Thu Dec 4 04:17:51 PST 2014

On 12/04/2014 10:59 AM, Daniel Vetter wrote:
> On Thu, Dec 04, 2014 at 10:26:14AM +0000, Chris Wilson wrote:
>> On Thu, Dec 04, 2014 at 10:19:09AM +0000, Tvrtko Ursulin wrote:
>>>
>>> On 12/04/2014 09:53 AM, Chris Wilson wrote:
>>>> On Wed, Dec 03, 2014 at 02:59:25PM +0000, Tvrtko Ursulin wrote:
>>>>> +void i915_vma_bind(struct i915_vma *vma, enum i915_cache_level cache_level,
>>>>> +		   u32 flags)
>>>>> +{
>>>>> +	struct sg_table *pages = i915_ggtt_view_pages(vma);
>>>>> +
>>>>> +	if (pages && !IS_ERR(pages)) {
>>>>> +		vma->bind_vma(vma, pages, cache_level, flags);
>>>>> +
>>>>> +		if (vma->ggtt_view.type != I915_GGTT_VIEW_NORMAL) {
>>>>> +			sg_free_table(pages);
>>>>> +			kfree(pages);
>>>>> +		}
>>>>> +	}
>>>>> +}
>>>>
>>>> Stop.
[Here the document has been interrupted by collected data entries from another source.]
PR #543, opened 2022-12-06
[3.1] Interrupt speculative start_block when a block is received

### LINKED ISSUE #517: Invalid warn message logged
```
Nov 26 11:57:00 xxx nodeos[4485]: info  2022-11-26T11:57:00.142 nodeos    producer_plugin.cpp:379       on_incoming_block    ] Received block b10d9866ab2232ea... #215999358 @ 2022-11-26T11:57:00.000 signed by teamgreymass [trxs: 24, lib: 215999034, conf: 240, latency: 142 ms]
Nov 26 11:57:00 xxx nodeos[4485]: info  2022-11-26T11:57:00.774 nodeos    producer_plugin.cpp:379       on_incoming_block    ] Received block eb3262600a640fc5... #215999359 @ 2022-11-26T11:57:00.500 signed by teamgreymass [trxs: 79, lib: 215999034, conf: 0, latency: 274 ms]
Nov 26 11:57:00 xxx nodeos[4485]: warn  2022-11-26T11:57:00.774 nodeos    producer_plugin.cpp:1745      remove_expired_persi ] Unable to process all expired transactions in unapplied queue before deadline, Persistent expired 0, Other expired 0
Nov 26 11:57:01 xxx nodeos[4485]: info  2022-11-26T11:57:01.669 nodeos    producer_plugin.cpp:379       on_incoming_block    ] Received block 1733b406305c29d8... #215999360 @ 2022-11-26T11:57:01.000 signed by teamgreymass [trxs: 461, lib: 215999034, conf: 0, latency: 669 ms]
Nov 26 11:57:01 xxx nodeos[4485]: info  2022-11-26T11:57:01.847 nodeos    producer_plugin.cpp:379       on_incoming_block    ] Received block 64c6e197dd1e45dc... #215999361 @ 2022-11-26T11:57:01.500 signed by teamgreymass [trxs: 317, lib: 215999034, conf: 0, latency: 347 ms]
Nov 26 11:57:02 xxx nodeos[4485]: info  2022-11-26T11:57:02.214 nodeos    producer_plugin.cpp:379       on_incoming_block    ] Received block 4946de59c09667e5... #215999362 @ 2022-11-26T11:57:02.000 signed by teamgreymass [trxs: 127, lib: 215999034, conf: 0, latency: 214 ms]
Nov 26 11:57:02 xxx nodeos[4485]: info  2022-11-26T11:57:02.794 nodeos    producer_plugin.cpp:379       on_incoming_block    ] Received block 729e10524e2208aa... #215999363 @ 2022-11-26T11:57:02.500 signed by teamgreymass [trxs: 175, lib: 215999034, conf: 0, latency: 294 ms]
Nov 26 11:57:02 xxx nodeos[4485]: warn  2022-11-26T11:57:02.795 nodeos    producer_plugin.cpp:1745      remove_expired_persi ] Unable to process all expired transactions in unapplied queue before deadline, Persistent expired 0, Other expired 0
Nov 26 11:57:03 xxx nodeos[4485]: info  2022-11-26T11:57:03.245 nodeos    producer_plugin.cpp:379       on_incoming_block    ] Received block 997db8c680097ce5... #215999364 @ 2022-11-26T11:57:03.000 signed by teamgreymass [trxs: 127, lib: 215999034, conf: 0, latency: 245 ms]
Nov 26 11:57:03 xxx nodeos[4485]: warn  2022-11-26T11:57:03.246 nodeos    producer_plugin.cpp:1745      remove_expired_persi ] Unable to process all expired transactions in unapplied queue before deadline, Persistent expired 0, Other expired 0
Nov 26 11:57:03 xxx nodeos[4485]: info  2022-11-26T11:57:03.803 nodeos    producer_plugin.cpp:379       on_incoming_block    ] Received block f05604f33c9065f8... #215999365 @ 2022-11-26T11:57:03.500 signed by teamgreymass [trxs: 138, lib: 215999034, conf: 0, latency: 303 ms]
Nov 26 11:57:03 xxx nodeos[4485]: warn  2022-11-26T11:57:03.804 nodeos    producer_plugin.cpp:1745      remove_expired_persi ] Unable to process all expired transactions in unapplied queue before deadline, Persistent expired 0, Other expired 0
Nov 26 11:57:04 xxx nodeos[4485]: info  2022-11-26T11:57:04.303 nodeos    producer_plugin.cpp:379       on_incoming_block    ] Received block 6cf8ff2299ed863e... #215999366 @ 2022-11-26T11:57:04.000 signed by teamgreymass [trxs: 138, lib: 215999034, conf: 0, latency: 303 ms]
Nov 26 11:57:04 xxx nodeos[4485]: warn  2022-11-26T11:57:04.304 nodeos    producer_plugin.cpp:1745      remove_expired_persi ] Unable to process all expired transactions in unapplied queue before deadline, Persistent expired 0, Other expired 0
Nov 26 11:57:04 xxx nodeos[4485]: info  2022-11-26T11:57:04.824 nodeos    producer_plugin.cpp:379       on_incoming_block    ] Received block 1abbd09fa4c7656e... #215999367 @ 2022-11-26T11:57:04.500 signed by teamgreymass [trxs: 127, lib: 215999034, conf: 0, latency: 324 ms]
Nov 26 11:57:04 xxx nodeos[4485]: warn  2022-11-26T11:57:04.825 nodeos    producer_plugin.cpp:1745      remove_expired_persi ] Unable to process all expired transactions in unapplied queue before deadline, Persistent expired 0, Other expired 0
Nov 26 11:57:05 xxx nodeos[4485]: info  2022-11-26T11:57:05.214 nodeos    producer_plugin.cpp:379       on_incoming_block    ] Received block 69fbccb3a6052d00... #215999368 @ 2022-11-26T11:57:05.000 signed by teamgreymass [trxs: 121, lib: 215999034, conf: 0, latency: 214 ms]
Nov 26 11:57:05 xxx nodeos[4485]: warn  2022-11-26T11:57:05.215 nodeos    producer_plugin.cpp:1745      remove_expired_persi ] Unable to process all expired transactions in unapplied queue before deadline, Persistent expired 0, Other expired 0
Nov 26 11:57:05 xxx nodeos[4485]: info  2022-11-26T11:57:05.469 nodeos    producer_plugin.cpp:379       on_incoming_block    ] Received block 4869950285134d61... #215999369 @ 2022-11-26T11:57:05.500 signed by teamgreymass [trxs: 99, lib: 215999034, conf: 0, latency: -30 ms]
```

These `Unable to process all expired transactions in unapplied queue before deadline` are not valid messages. They look to be a side-effect of an "invalid" deadline passed to `remove_expired_trxs`.

### LINKED ISSUE #525: Block propagation delay under load
During `start_block` a deadline is set so that trx processing does not exceed the configured block production window according to `produce-time-offset-us` and `cpu-effort-percent`. Pending transactions are processed in a tight loop on the main thread until all pending are processed or the deadline is hit.

For a production block, if a block comes in during the block production window it is dropped.

For a speculative block, the incoming block is not processed until the main thread is released for processing the next task. Currently this means that the incoming block is not processed until after the completion of `start_block`. This can delay the incoming block processing by as much as 500ms.

Block propagation can be improved during high load by exiting speculative block `start_block` when a block comes into the node so that it can be processed immediately after the execution of the current trx.

heifner:
Interrupt speculative `start_block` when a block is received, after the block header has been validated, so it can be immediately processed even when there is a backlog of pending transactions.

- Forkdb made thread-safe.
- Block header validation now done on net threads instead of producer threads when previous block already processed.

Resolves #525 
Resolves #517


plugins/net_plugin/net_plugin.cpp
```diff
@@ -3143,6 +3143,7 @@ namespace eosio {
    // called from connection strand
    void connection::handle_message( const block_id_type& id, signed_block_ptr ptr ) {
       peer_dlog( this, "received signed_block ${num}, id ${id}", ("num", ptr->block_num())("id", id) );
+      my_impl->producer_plug->received_block();
```
spoonincode, line 3146: I can't remember where we settled on how much validation to perform on a received block before interruption. Should there at least be some sort of check so we don't interrupt on (duplicate) reception of the existing head block?

heifner: This only interrupts speculative start_block. Any validation would require interacting with the main thread; at least for now. Possibly we could make forkdb thread safe and begin validation before interruption in the future. I see this as a step in the right direction and minimum changes for targeting 3.1 & 3.2.

spoonincode: A node may be connected to a handful of nodes & reception of the same block from all those nodes could easily be spread across a wide time window; for each reception it's going to potentially interrupt the speculative start block. On the surface seems like there could be a lot of spurious interruptions?

heifner: The `received_block()` call is after the de-dup in `net_plugin` `process_next_block_message()`. So only one interruption per unique block_id.

plugins/producer_plugin/producer_plugin.cpp
```diff
@@ -1854,16 +1855,23 @@ producer_plugin_impl::start_block_result producer_plugin_impl::start_block() {
...
          if( !remove_expired_trxs( preprocess_deadline ) )
             return start_block_result::exhausted;
+         if( _pending_block_mode == pending_block_mode::speculating && _received_block )
+            return start_block_result::exhausted;
          if( !remove_expired_blacklisted_trxs( preprocess_deadline ) )
             return start_block_result::exhausted;
+         if( _pending_block_mode == pending_block_mode::speculating && _received_block )
+            return start_block_result::exhausted;
          if( !_subjective_billing.remove_expired( _log, chain.pending_block_time(), fc::time_point::now(), preprocess_deadline ) )
             return start_block_result::exhausted;
```
greg7mdp, line 1871:
```suggestion
         if(should_stop_speculating() || !remove_expired_trxs( preprocess_deadline ) )
            return start_block_result::exhausted;
         if(should_stop_speculating() || ! !remove_expired_blacklisted_trxs( preprocess_deadline ) )
            return start_block_result::exhausted;
         if(should_stop_speculating() || ! !_subjective_billing.remove_expired( _log, chain.pending_block_time(), fc::time_point::now(), preprocess_deadline ) )
            return start_block_result::exhausted;
```

plugins/producer_plugin/producer_plugin.cpp
```diff
@@ -2009,7 +2017,7 @@ bool producer_plugin_impl::process_unapplied_trxs( const fc::time_point& deadlin
       auto end_itr = (_pending_block_mode == pending_block_mode::producing) ?
                      _unapplied_transactions.unapplied_end()   : _unapplied_transactions.persisted_end();
       while( itr != end_itr ) {
-         if( deadline <= fc::time_point::now() ) {
+         if( deadline <= fc::time_point::now() || (_pending_block_mode == pending_block_mode::speculating && _received_block) ) {
```
greg7mdp, line 2020:
```suggestion
         if( deadline <= fc::time_point::now() || should_stop_speculating() ) {
```

plugins/producer_plugin/producer_plugin.cpp
```diff
@@ -2210,7 +2218,7 @@ bool producer_plugin_impl::process_incoming_trxs( const fc::time_point& deadline
       auto itr = _unapplied_transactions.incoming_begin();
       auto end = _unapplied_transactions.incoming_end();
       while( pending_incoming_process_limit && itr != end ) {
-         if (deadline <= fc::time_point::now()) {
+         if (deadline <= fc::time_point::now() || (_pending_block_mode == pending_block_mode::speculating && _received_block) ) {
```
greg7mdp, line 2221:
```suggestion
         if (deadline <= fc::time_point::now() || should_stop_speculating()) {
```

plugins/producer_plugin/producer_plugin.cpp
greg7mdp: Super sorry, I commited my suggestion by mistake! I didn't realize that was what "Commit suggestion" did!.
Should I try to undo it?

plugins/producer_plugin/producer_plugin.cpp
heifner: Added a `start_block_interrupted` method. This was much cleaner and handles all the cases. The only deadline still in play for speculative block is the block deadline passed to `push_transaction`. This really should be `fc::time_point::maximum()` for speculative (it will use max transaction time then), but I thought that a bit too much of a change for 3.1 & 3.2. I'll make that change for `main`.

plugins/producer_plugin/producer_plugin.cpp
heifner: I reverted this commit.

libraries/chain/include/eosio/chain/unapplied_transaction_queue.hpp
```diff
@@ -96,15 +96,15 @@ class unapplied_transaction_queue {
       return itr->trx_meta;
    }
 
-   template <typename Func>
-   bool clear_expired( const time_point& pending_block_time, const time_point& deadline, Func&& callback ) {
+   template <typename Yeild, typename Callback>
```
greg7mdp, line 99: Probably should be `Yield` (both type and parameter name)

plugins/producer_plugin/producer_plugin.cpp
```diff
@@ -1680,6 +1681,14 @@ fc::time_point producer_plugin_impl::calculate_block_deadline( const fc::time_po
...
 }
 
+bool producer_plugin_impl::start_block_interrupted( const fc::time_point& deadline ) {
+   if( _pending_block_mode == pending_block_mode::speculating ) {
+      return _received_block;
+   } else {
+      return deadline <= fc::time_point::now();
+   }
+}
+
```
greg7mdp, line 1691: I don't think this is correct since the deadline if considered only when `_pending_block_mode` is *not* speculating.

libraries/chain/include/eosio/chain/unapplied_transaction_queue.hpp
heifner: If only I could spell. Thanks!

plugins/producer_plugin/producer_plugin.cpp
greg7mdp: maybe:
```
return (_pending_block_mode == pending_block_mode::speculating && _received_block) ||
        deadline <= fc::time_point::now();
```

heifner: That is what we want. A speculative block doesn't have a deadline. It was given one according to scheduled block, but that is really not meaningful for a speculative block.

heifner: We could argue that this is too much of a change for 3.1 & 3.2 and still go with the meaningless deadline and only remove the deadline for `main`.

greg7mdp: OK, thanks Kevin. Just a detail, which probably doesn't matter here, but personally I try to avoid some paths with no return, even if they are unreachable, so I would do either:

```
   if( _pending_block_mode == pending_block_mode::speculating ) {
      return _received_block;
   } 
   return deadline <= fc::time_point::now();
```

or 

```
return _pending_block_mode == pending_block_mode::speculating ? _received_block : deadline <= fc::time_point::now();
```

heifner: Done.

plugins/producer_plugin/producer_plugin.cpp
greg7mdp: Nice!

unittests/unapplied_transaction_queue_tests.cpp
```diff
@@ -305,7 +305,7 @@ BOOST_AUTO_TEST_CASE( unapplied_transaction_queue_test ) try {
    q.add_aborted( { trx20, trx22 } );
    q.add_persisted( trx21 );
    q.add_persisted( trx23 );
-   q.clear_expired( fc::time_point::now(), fc::time_point::now() + fc::seconds( 300 ), [](auto, auto){} );
+   q.clear_expired( fc::time_point::now(), [](){ return false; }, [](auto, auto){} );
```
greg7mdp, line 308: I assume it is not dangerous to lose this timeout, right?

greg7mdp (approved):

unittests/unapplied_transaction_queue_tests.cpp
heifner: Correct, this is test code.

plugins/net_plugin/net_plugin.cpp
heifner: Discussed and we want to look at adding block header validation before interrupting speculative `start_block`.

heifner:
Example of it working:
```
debug 2022-12-15T02:33:00.553 nodeos    producer_plugin.cpp:2289      process_incoming_trx ] Processing 6995 pending transactions
info  2022-12-15T02:33:00.629 net-1     net_plugin.cpp:3145           handle_message       ] ["localhost:9876 - 19961c6" - 5 127.0.0.1:9876] received signed_block 649, id 00000289dedc8390a50b989642d19d1a790816ab780671c47935f349b3d8f777
info  2022-12-15T02:33:00.648 net-1     net_plugin.cpp:3174           handle_message       ] ["localhost:9876 - 19961c6" - 5 127.0.0.1:9876] posting signed_block 649, id 00000289dedc8390a50b989642d19d1a790816ab780671c47935f349b3d8f777
debug 2022-12-15T02:33:00.650 nodeos    producer_plugin.cpp:2314      process_incoming_trx ] Processed 2903 pending transactions, 4092 left
debug 2022-12-15T02:33:00.650 nodeos    producer_plugin.cpp:2373      schedule_production_ ] Speculative Block Created; Scheduling Speculative/Production Change
debug 2022-12-15T02:33:00.650 nodeos    producer_plugin.cpp:2441      schedule_delayed_pro ] Scheduling Speculative/Production Change at 2022-12-15T02:33:17.500
```

plugins/net_plugin/net_plugin.cpp
heifner: Block header validation now performed before interrupting `start_block`.

libraries/chain/fork_database.cpp
```diff
@@ -456,16 +519,21 @@ namespace eosio { namespace chain {
       }
 
       for( const auto& block_id : remove_queue ) {
-         auto itr = my->index.find( block_id );
-         if( itr != my->index.end() )
-            my->index.erase(itr);
+         auto itr = index.find( block_id );
+         if( itr != index.end() )
+            index.erase(itr);
```
greg7mdp, line 524: Can't we replace these 3 lines with `index.erase(block_id);`?

libraries/chain/fork_database.cpp
```diff
@@ -436,13 +494,18 @@ namespace eosio { namespace chain {
...
    void fork_database::remove( const block_id_type& id ) {
+      std::lock_guard g( my->mtx );
+      return my->remove_impl( id );
+   }
+
+   void fork_database_impl::remove_impl( const block_id_type& id ) {
       deque<block_id_type> remove_queue{id};
-      const auto& previdx = my->index.get<by_prev>();
-      const auto& head_id = my->head->id;
+      const auto& previdx = index.get<by_prev>();
```
greg7mdp, line 507: for the `remove_queue`, is there a benefit to use `std::deque` vs `std::vector`?

unittests/block_tests.cpp
```diff
@@ -44,9 +44,9 @@ BOOST_AUTO_TEST_CASE(block_with_invalid_tx_test)
 
    // Push block with invalid transaction to other chain
    tester validator;
-   auto bs = validator.control->create_block_state_future( copy_b->calculate_id(), copy_b );
+   auto bsf = validator.control->create_block_state_future( copy_b->calculate_id(), copy_b );
    validator.control->abort_block();
-   BOOST_REQUIRE_EXCEPTION(validator.control->push_block( bs, forked_branch_callback{}, trx_meta_cache_lookup{} ), fc::exception ,
+   BOOST_REQUIRE_EXCEPTION(validator.control->push_block( bsf.get(), forked_branch_callback{}, trx_meta_cache_lookup{} ), fc::exception ,
```
greg7mdp, line 49: Just wondering, before the change, the `future.get()` occured within a try block inside `push_block`. Now the `get()` is done in the caller. Could this be an issue?

libraries/chain/fork_database.cpp
```diff
@@ -262,48 +291,53 @@ namespace eosio { namespace chain {
...
 
       return block_header_state_ptr();
    }
 
-   void fork_database_impl::add( const block_state_ptr& n,
-                                 bool ignore_duplicate, bool validate,
-                                 const std::function<void( block_timestamp_type,
-                                                           const flat_set<digest_type>&,
-                                                           const vector<digest_type>& )>& validator )
+   void fork_database_impl::add_impl( const block_state_ptr& n,
```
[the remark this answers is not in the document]
heifner: Funny enough, boost `insert` that takes an rvalue reference just passes it to `final_insert_rv_` which takes it by `const&`. I agree according to the interface it should be more efficient, I was just a little surprised it is not in practice. 

All uses of `fork_database::add` can't move it as it is used after. So going to leave it a `const&`.

libraries/chain/fork_database.cpp
```diff
@@ -357,8 +399,13 @@ namespace eosio { namespace chain {
...
 
    branch_type fork_database::fetch_branch( const block_id_type& h, uint32_t trim_after_block_num )const {
+      std::shared_lock g( my->mtx );
+      return my->fetch_branch_impl( h, trim_after_block_num );
+   }
+
+   branch_type fork_database_impl::fetch_branch_impl( const block_id_type& h, uint32_t trim_after_block_num )const {
       branch_type result;
-      for( auto s = get_block(h); s; s = get_block( s->header.previous ) ) {
+      for( auto s = get_block_impl(h); s; s = get_block_impl( s->header.previous ) ) {
```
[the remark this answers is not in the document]
heifner: It is a `deque` because we found in testing that it is more efficient as a `deque`.

libraries/chain/fork_database.cpp
```diff
@@ -381,9 +433,15 @@ namespace eosio { namespace chain {
...
+      return my->fetch_branch_from_impl( first, second );
+   }
+
+   pair< branch_type, branch_type >  fork_database_impl::fetch_branch_from_impl( const block_id_type& first,
+                                                                                 const block_id_type& second )const {
       pair<branch_type,branch_type> result;
-      auto first_branch = (first == my->root->id) ? my->root : get_block(first);
-      auto second_branch = (second == my->root->id) ? my->root : get_block(second);
+      auto first_branch = (first == root->id) ? root : get_block_impl(first);
+      auto second_branch = (second == root->id) ? root : get_block_impl(second);
```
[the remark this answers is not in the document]
heifner: Because `root` is not a complete block.

libraries/chain/fork_database.cpp
```diff
@@ -392,7 +450,7 @@ namespace eosio { namespace chain {
       {
          result.first.push_back(first_branch);
          const auto& prev = first_branch->header.previous;
-         first_branch = (prev == my->root->id) ? my->root : get_block( prev );
+         first_branch = (prev == root->id) ? root : get_block_impl( prev );
```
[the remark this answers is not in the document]
heifner: Because `root` is not a complete block.

libraries/chain/fork_database.cpp
```diff
@@ -403,7 +461,7 @@ namespace eosio { namespace chain {
       {
          result.second.push_back( second_branch );
          const auto& prev = second_branch->header.previous;
-         second_branch = (prev == my->root->id) ? my->root : get_block( prev );
+         second_branch = (prev == root->id) ? root : get_block_impl( prev );
```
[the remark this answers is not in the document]
heifner: Because `root` is not a complete block.

libraries/chain/fork_database.cpp
heifner: Yes, this was a performance improvement awhile back. Significant performance improvement using `deque` over `vector` for large number of transactions. Note it is `deque` not `std::deque`, we actually use a `boost` `deque` for modern `boost` versions...
Or at least we are suppose to be. I guess that never got ported over to leap.
https://github.com/EOSIO/eos/blob/master/libraries/chain/include/eosio/chain/types.hpp#L85
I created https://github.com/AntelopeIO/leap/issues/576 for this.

Even if the failure path is impossible with the present
>>>> implementation, here you are masking the error only to go and pretend
>>>> the binding succeeded.
>>>>
>>>> Don't be lazy, this is a very nasty bug that should be hit during igt -
>>>> or else you are not testing well enough.
>>>
>>> Fair comment, even if a bit too assuming. I actually had this as
>>> TODO but somehow lost it.
>>>
>>> I don't have any ideas on how to provoke this to fail from an IGT?
>>> Even with future implementations it boils down to a couple of small
>>> allocations which would have to fail reliably.
>>
>> We have quite a few thrash tests now that are fairly good at getting
>> even the small allocations to fail.
>>
>> What we don't have is a single-fd, multi-ctx thrash test (well except
>> for some GL tests...)
>
> But none of these tests result in permanent memory failures (only the
> occasional ioctl restart when waiting for gpu rendering). And sg table
> alloc only recurses through the shrinker so that can't happen. So I think
> we just have to get by with review.
>
> We did have issues with sg table allocations in stress tests though,
> before we've added the recursive shrinker locking, hence sg table alloc
> can indeed go south.

I looked at propagating errors from i915_vma_bind() out to callers and 
it is mostly all fine apart from the i915_gem_restore_gtt_mappings 
during i915_drm_resume.

I don't see how this is fixable apart by going back and having sgls stay 
around for the lifetime of their VMAs. It shouldn't be such a big deal - 
they are not so big even with non-coalesced entries.

Thoughts?

Regards,

Tvrtko